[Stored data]
PR #1101, opened 2023-04-05
Add stake table to webserver

kmchicoine:
With static committee, the orchestrator pushes a node's key to the webserver as nodes join the network.

### DIFF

### PROBLEM
Considering only the data above, return the lines in which "webserver" occurs.

### EXPECTED ANSWER
Add stake table to webserver
With static committee, the orchestrator pushes a node's key to the webserver as nodes join the network.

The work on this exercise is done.